Chapter Summary, Continued 4. 4 Families of Organic Compounds—Functional Groups • Organic compounds are grouped into families based on the type of functional group present. • Functional groups have specific properties and reactivity. • Compounds with the same functional group behave similarly. • The functional group is of the most interest in a molecule, so the rest of the molecule is represented as R.
Chapter Summary, Continued 4. 5 Isomerism in Organic Compounds, Part 1 • Organic compounds with the same molecular formula but different connectivity of atoms are known as structural isomers. • Straight-chain and branched-chain alkanes are examples. • Conformational isomers can be interconverted by rotating about carbon–carbon single bonds. • Naming organic compounds is useful in distinguishing between structural and conformational isomers.

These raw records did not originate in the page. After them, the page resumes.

PR #570, opened 2025-01-23
fix: manufacture. Reasoning: https://cyclonedx.org/docs/…

barblin:
…1.6/json/#metadata_manufacture deprecated. Use https://cyclonedx.org/docs/1.6/json/#metadata_manufacturer instead

### DIFF
--- a/src/test/groovy/org/cyclonedx/gradle/utils/OrganizationalEntityUtilTest.groovy
+++ b/src/test/groovy/org/cyclonedx/gradle/utils/OrganizationalEntityUtilTest.groovy
@@ -1,0 +1,137 @@
+package org.cyclonedx.gradle.utils
+
+import com.fasterxml.jackson.databind.ObjectMapper
+import org.cyclonedx.gradle.TestUtils
+import org.cyclonedx.model.Bom
+import org.gradle.testkit.runner.GradleRunner
+import org.gradle.testkit.runner.TaskOutcome
+import spock.lang.Specification
+
+class OrganizationalEntityUtilTest extends Specification {
+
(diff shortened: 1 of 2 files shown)


barblin:
Hey, we found that manufacture was empty if all fields are empty. We think the field should not be added in the SBOM at all if it contains no fields. 

Also, we found that you use https://cyclonedx.org/docs/1.6/json/#metadata_manufacture, which is deprecated. Probably https://cyclonedx.org/docs/1.6/json/#metadata_manufacturer is the appropreate replacement.

barblin:
@skhokhlov what do you think?

src/test/groovy/org/cyclonedx/gradle/utils/OrganizationalEntityUtilTest.groovy
```diff
@@ -0,0 +1,137 @@
...
+
+        then:
+        result.task(":cyclonedxBom").outcome == TaskOutcome.SUCCESS
+        File jsonBom = new File(testDir, "build/reports/bom.json")
+        Bom bom = new ObjectMapper().readValue(jsonBom, Bom.class)
+
+        assert bom.getMetadata().getManufacturer() == null
+    }
+
+    def "manufacturer should be empty if empty organizational entity is provided"() {
```
skhokhlov, line 95: Probably it `should not be empty`

barblin: @skhokhlov done :)

skhokhlov (approved):
@barblin thank you for the fix!

PR #580, opened 2025-02-03
fix: copy configurations into separate collection to avoid concurrent…

gordonrousselle:
When constructing a stream on the collection of existing configurations (i.e. `project.getConfigurations()`) it is possible to encounter a `ConcurrentModificationException`. This happens when another task updates this collection in parallel. To avoid this exception, the contents of the collection are copied before creating a stream.


skhokhlov:
Should we add some logging to print configuration and project name plugin is currently working on? It should provide insights for debugging

gordonrousselle:
> Should we add some logging to print configuration and project name plugin is currently working on? It should provide insights for debugging

Good idea. That's added.

skhokhlov (approved):

PR #656, opened 2025-07-31
build: Make org.cyclonedx:cyclonedx-core-java an api dependency

### LINKED ISSUE #655: Declare `org.cyclonedx:cyclonedx-core-java` as an API dependency
## Is your feature request related to a problem? Please describe.
The README describes how to modify SBOM metadata by using classes from `org.cyclonedx:cyclonedx-core-java`. Unfortunately this plugin declares and implementation dependency on `cyclonedx-core-java` which makes it inaccessible. If one wants to use those classes, they need to explicitly add `cyclonedx-core-java` dependency to Gradle build script.

## Describe the solution you'd like
Changing dependency declaration from `implementation` to `api` would make `cyclonedx-core-java` classes accessible in build script.

## Contribution 

- [x] I am willing to provide an implementation
- [ ] I will wait until somebody else implements it

zarebski-m:
Closes #655

### DIFF
--- a/build.gradle.kts
+++ b/build.gradle.kts
@@ -23,7 +23,7 @@ repositories {
 }
 
 dependencies {
-    implementation("org.cyclonedx:cyclonedx-core-java:10.2.1") {
+    api("org.cyclonedx:cyclonedx-core-java:10.2.1") {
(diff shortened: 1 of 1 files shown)


skhokhlov (approved):
Thank you for the fix!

Chapter Summary, Continued 4. 6 Isomerism in Organic Compounds, Part 2 • Stereoisomers are two molecules with the same molecular formula and connectivity, but a different arrangement of the atoms in space. • Cycloalkanes with two substituents on different ring carbons can exist as cis–trans stereoisomers. • Cycloalkanes have a top and bottom face, so they can have substituents on the same ring arranged differently on the faces.
Chapter Summary, Continued 4. 6 Isomerism in Organic Compounds, Part 2, Continued • Cis stereoisomers have both substituents on the same face of the ring. Trans stereoisomers have the substituents on opposite faces. • Alkenes can have cis–trans stereoisomers because of a lack of rotation around the double bond. • Organic compounds can exist as stereoisomers if they contain a chiral center, which is a carbon atom bonded to four different atoms or group of atoms. • Compounds with a single chiral center exist as enantiomers. They are nonsuperimposable mirror images.